On 12/08/2010 03:07 PM, Leif Hedstrom wrote:
Hi all,
there's been some discussions about cleaning up how our APIs (SDK)
deals with return values. Right now, it's sort of a mess, with
different APIs using different standards (e.g. return a POD data type,
return a TSReturnCode, return an int etc.). There are a few
suggestions on the table, each which has pros and cons. I'd like to
start the discussion on this, so we can come to a consensus and make
any changes sooner rather than later.
So, we had this discussion a while ago, and the consensus was to try to
unify the code on clear cut return codes. I've spent some time going
through a bunch of the APIs, and I've come to realize that many of them
could only "fail" in a debug build.
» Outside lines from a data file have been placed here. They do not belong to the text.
PR #568, opened 2024-03-14
Encode session payload version in file

fractalwrench:
## Goal

This changeset encodes the session payload version in the file so it's possible to route cached sessions to the correct endpoint. I chose to consolidate most of the existing logic that is related to this change into the existing `CachedSession` class, so it's easier to reason about future changes to information encoded in filenames in future.

## Testing

Added unit tests.

### DIFF
--- a/embrace-android-sdk/src/main/java/io/embrace/android/embracesdk/comms/delivery/CachedSession.kt
+++ b/embrace-android-sdk/src/main/java/io/embrace/android/embracesdk/comms/delivery/CachedSession.kt
@@ -1,0 +1,74 @@
+package io.embrace.android.embracesdk.comms.delivery
+
+import io.embrace.android.embracesdk.logging.InternalStaticEmbraceLogger
+
+/**
+ * Represents a session that is cached on disk. The cached session encodes information in its
+ * filename such as sessionId, timestamp, and payload version. This allows the SDK to process
+ * cached sessions without deserializing the JSON.
+ */
+internal class CachedSession private constructor(
+    val sessionId: String,
+    val timestampMs: Long,
+    val filename: String,
+    val v2Payload: Boolean
+) {
+
+    companion object {
+        private const val V2_PREFIX = "v2"
+
+        /**
+         * Creates a [CachedSession] from a session id and timestamp.
+         */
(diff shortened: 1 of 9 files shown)


embrace-android-sdk/src/main/java/io/embrace/android/embracesdk/comms/delivery/EmbraceDeliveryCacheManager.kt
```diff
@@ -88,24 +89,30 @@ internal class EmbraceDeliveryCacheManager(
     /**
      * This method will do disk reads so do not run it on the main thread
      */
-    override fun getAllCachedSessionIds(): List<String> {
+    override fun getAllCachedSessionIds(): List<CachedSession> {
         val sessionFileIds = cacheService.normalizeCacheAndGetSessionFileIds()
         sessionFileIds.forEach { filename ->
             val values = filename.split('.')
-            if (values.size != 4) {
+            if (values.size < 4 || values.size > 5) {
```
bidetofevil, line 96: I found this part kind of janky when writing tests for it early. Is it possible to abstract the validation away a bit, and do more validation on the assumptions that are later made (e.g. token 2 is a timestamp, token 3 is a session ID)? Reading this, it would be nice to just see a validation method and have all the gnarly logic in there.

bidetofevil (approved):
LGTM. One comment about the logic to validate the file name - we can probably do more to validate assumptions made later in the parsing, and pull it out to a function so this code is more readable. But it's not entirely related to your change, so feel free to do it later or not at all at your discretion.

embrace-android-sdk/src/main/java/io/embrace/android/embracesdk/comms/delivery/CachedSession.kt
```diff
@@ -0,0 +1,71 @@
...
+                timestampMs,
+                filename,
+                v2Payload
+            )
+        }
+
+        /**
+         * Creates a [CachedSession] from a filename.
+         */
+        fun fromFilename(filename: String): CachedSession? {
```
bidetofevil, line 40: Nice! Should we try to log an error or warning if we get a file we think is a session but somehow doesn't fit with the expected format?

bidetofevil (approved):
LGTM x2

PR #569, opened 2024-03-14
Remove duplicate EmbraceLogRecordData class

leandro-godon:
## Goal

Remove `EmbraceLogRecordData` and `EmbraceLogBody` and use the payload classes instead.


lucaslabari (approved):
LGTM. Left a comment.

embrace-android-sdk/src/main/java/io/embrace/android/embracesdk/internal/payload/Log.kt
```diff
@@ -53,4 +54,14 @@ internal data class Log(
      If span_id is present, trace_id SHOULD be also present. */
     @Json(name = "span_id")
     val spanId: String? = null
-)
+) {
+    internal constructor(logRecordData: LogRecordData) : this(
```
lucaslabari, line 58: Can we add this, given this file will be autogenerated? If there is risk to be overwritten we can move it to LogMapper.

leandro-godon: I removed it and left an extension function to do the conversion.

PR #570, opened 2024-03-14
Fix functional tests workflow

lucaslabari:
## Goal

- Update the workflow to make it fail when a functional test fails
- Send the URL of the current action to slack. 

## Testing

Tested manually.


bidetofevil (approved):
LGTM

PR #571, opened 2024-03-14
Fix some inconsistencies/bug with internal api

nelsitoPuglisi:
## Goal

Some internal API where writing the preferences service directly, instead of storing the value in-memory using metadata service. 

## Testing

Added some integration test to verify that still the preferences service is used when there is no value.


bidetofevil:
LGTM. I want to refactor this so you don't have to pass the framework into the constructor and just use start(), but that'll be for later

bidetofevil (approved):

PR #572, opened 2024-03-15
[Do not merge] Send v2 session payload by default

fractalwrench:
## Goal

This changeset sends the v2 session payload by default. 

## Testing

### DIFF
--- a/embrace-android-sdk/src/androidTest/assets/golden-files/session-end.json
+++ b/embrace-android-sdk/src/androidTest/assets/golden-files/session-end.json
@@ -98,70 +98,52 @@
       }
     ]
   },
-  "u": {
-    "id": "some id",
-    "em": "user@email.com",
-    "un": "John Doe",
-    "per": [
-      "first_day"
-    ]
+  "resource": {},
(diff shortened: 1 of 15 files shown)


embrace-android-sdk/src/androidTest/assets/golden-files/session-end.json
```diff
@@ -1,167 +1,262 @@
...
+    "email":"user@email.com",
+    "username":"John Doe",
+    "personas":"__EMBRACE_TEST_IGNORE__",
+    "timezone_description":"__EMBRACE_TEST_IGNORE__",
+    "locale":"__EMBRACE_TEST_IGNORE__"
+  },
+  "version":"0.1.0",
+  "type":"session",
+  "data":{
+    "spans":[
```
fractalwrench, line 217: @bidetofevil I spotted that the number of spans is different compared to the legacy payload. I think this is probably related to setting it in 2 places in the same payload. Do you think it's reasonable to only set it in 1 place, or perhaps to extract the flushing of spans (and any similar data) to one place?

PR #574, opened 2024-03-15
Make old fields null where possible

fractalwrench:
## Goal

Makes old fields in the payload null where possible. Some need to remain populated as we haven't fully migrated everything yet.

This only applies to the v2 session payload which is disabled by default, so should have no effect on our production payload.

## Testing

Updated unit tests.


bidetofevil (approved):
LGTM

Basically, the could would look like
e.g.
TSMLoc
TSMimeHdrFieldNextDup(TSMBuffer bufp, TSMLoc hdr, TSMLoc field)
{
if ((sdk_sanity_check_mbuffer(bufp) != TS_SUCCESS) ||
((sdk_sanity_check_mime_hdr_handle(hdr) != TS_SUCCESS) &&
(sdk_sanity_check_http_hdr_handle(hdr) != TS_SUCCESS))
|| (sdk_sanity_check_field_handle(field, hdr) != TS_SUCCESS)) {
return (TSMLoc)TS_ERROR_PTR;
}
This is the "error" case for this API, for all other cases, it'll return
a TSMLoc, either a valid pointer ("field found") or TS_NULL_MLOC ("not
found"). Here's the catch: This error case would only ever trigger in a
debug build, in a release build the sdk_sanity_check_XYZ are always no-ops.
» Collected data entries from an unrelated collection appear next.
PR #580, opened 2024-03-17
Fix race condition in Log Sink.

lucaslabari:
## Goal

- There was a race condition with the `take()` method. If `storedLogs` is modified by another thread after calling `take(maxIndex)`, the  `flushedLogs` list could contain more elements than expected. 
- Replaced `take()` with `toList().sublist()` that returns a copy and will always have a fixed number of elements. 

## Testing

- Reproduced with the test and always getting green after the changes.

### DIFF
--- a/embrace-android-sdk/src/main/java/io/embrace/android/embracesdk/internal/logs/LogSinkImpl.kt
+++ b/embrace-android-sdk/src/main/java/io/embrace/android/embracesdk/internal/logs/LogSinkImpl.kt
@@ -32,7 +32,7 @@ internal class LogSinkImpl : LogSink {
             val maxIndex = max?.let {
                 minOf(currentSize, it)
             } ?: currentSize
-            val flushedLogs = storedLogs.take(maxIndex)
+            val flushedLogs = storedLogs.toList().subList(0, maxIndex)
             storedLogs.removeAll(flushedLogs.toSet())
             return flushedLogs
         }
--- a/embrace-android-sdk/src/main/java/io/embrace/android/embracesdk/internal/logs/LogSinkImpl.kt
+++ b/embrace-android-sdk/src/main/java/io/embrace/android/embracesdk/internal/logs/LogSinkImpl.kt
@@ -1,5 +1,6 @@
 package io.embrace.android.embracesdk.internal.logs
 
+import io.embrace.android.embracesdk.internal.logs.LogOrchestrator.Companion.MAX_LOGS_PER_BATCH
 import io.embrace.android.embracesdk.internal.payload.Log
 import io.embrace.android.embracesdk.internal.payload.toNewPayload
 import io.opentelemetry.sdk.common.CompletableResultCode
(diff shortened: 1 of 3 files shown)


bidetofevil:
I think this has the same issue because `currentSize` is the thing that is not synchronized because the size() function for a `ConncurrentLinkedQueue` isn't synchronized (see the Javadocs).

So if `max` is null, it'll use a size that is potentially just what the current size is, which could be anything.

If you add a max size to the test when you call `flushLogs`, it should fix this.

To more proactively prevent this, we want want to hardcode the max size here - unless there is a case we don't a max batch size?

lucaslabari:
@bidetofevil that's not the issue that is making the test to fail. 
`flushLogs` is always being called with `MAX_LOGS_PER_BATCH` and never with null. I'll update this so it doesn't accept null or just use the constant and don't need the param. 
But anyway, that isn't the problem, I was able to reproduce almost 100% of the times by modifying the test to run 100 times and reducing the MAX_LOGS_PER_BATCH. 
After reproducing and adding some logs to show the value of `flushedLogs` at different points in time, I was able to see that `flushedLogs` has a greater size than the `maxIndex` passed in the `take(maxIndex)` because of concurrent executions. So, if items are being added while doing `val flushedLogs = storedLogs.take(50)`, it could return a list with more than 50 items. 
That's why doing `val flushedLogs = storedLogs.toList().subList(0, maxIndex)` worked. Because `toList()` makes a copy and then we obtain the sublist. we could also do `val flushedLogs = storedLogs.toList().take(maxIndex)` and it will work. 
The problem is trying to do the `take(maxIndex)` over a list that is being updated by other threads. 
If you want I can send you a branch with the tweaks and logs I did in the test to make it fail most of the times.

bidetofevil:
With `ConcurrentLinkedQueue`, it's ok to read the front of the queue concurrently with insertions - it's even ok with take from the front as long as you know there are enough.

Your solution works because it's doing a snapshot of the state of the list, so it doesn't matter of `maxIndex` is higher than the total number of elements you have. 

But you should probably add a line to validate that `maxIndex` is what you expect. If you call `take(50)` in the original queue without `sublist()` that should also return what you expect.

And perhaps it will help to add a test that passes a `max` that will illustrate what I mean?

embrace-android-sdk/src/main/java/io/embrace/android/embracesdk/internal/logs/LogSinkImpl.kt
```diff
@@ -26,13 +27,11 @@ internal class LogSinkImpl : LogSink {
...
-    override fun flushLogs(max: Int?): List<Log> {
+    override fun flushLogs(): List<Log> {
         synchronized(flushLock) {
             val currentSize = storedLogs.size
-            val maxIndex = max?.let {
-                minOf(currentSize, it)
-            } ?: currentSize
-            val flushedLogs = storedLogs.take(maxIndex)
+            val maxIndex = minOf(currentSize, MAX_LOGS_PER_BATCH)
+            val flushedLogs = storedLogs.toList().take(maxIndex)
```
bidetofevil, line 34: If you remove `toList()` this will work as well.

bidetofevil (approved):
So Lucas and I found that `take` is not synchronized for `ConcurrentLinkQueue` and can return more than the N elements requested. Lets merge this as is and we can fix this later so we don't have to take a sublist.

To me, this is really undesirable behaviour, with the APIs having
completely different semantics depending on debug or release build (in
debug build we'd return e.g. a mystical TS_ERROR_PTR (or some other
special error value), which the plugin has to deal with or perhaps
crash), while in a release build the API would instantly crash. I'd
honestly rather prefer the "fail and crash quick and fast", particularly
in debug build.
To finish this up, and to be able to complete all these changes, I'd
like to discuss a few additional options to deal with this, please let
me know what you think. Some options are:
1) Change all sdk_sanity_check_XYZ() to be the equivalent of
ink_assert(), and change the usage accordingly. This means that a large
number of APIs can stay the way they are today (e.g. return TSMLoc),
and the return value can only be either "success" (not-NULL) or
"failure" (NULL). The usage of such APIs then becomes a simple
if (loc =TSMimeHdrFieldNextDup(bufp, hdr, field)) { ...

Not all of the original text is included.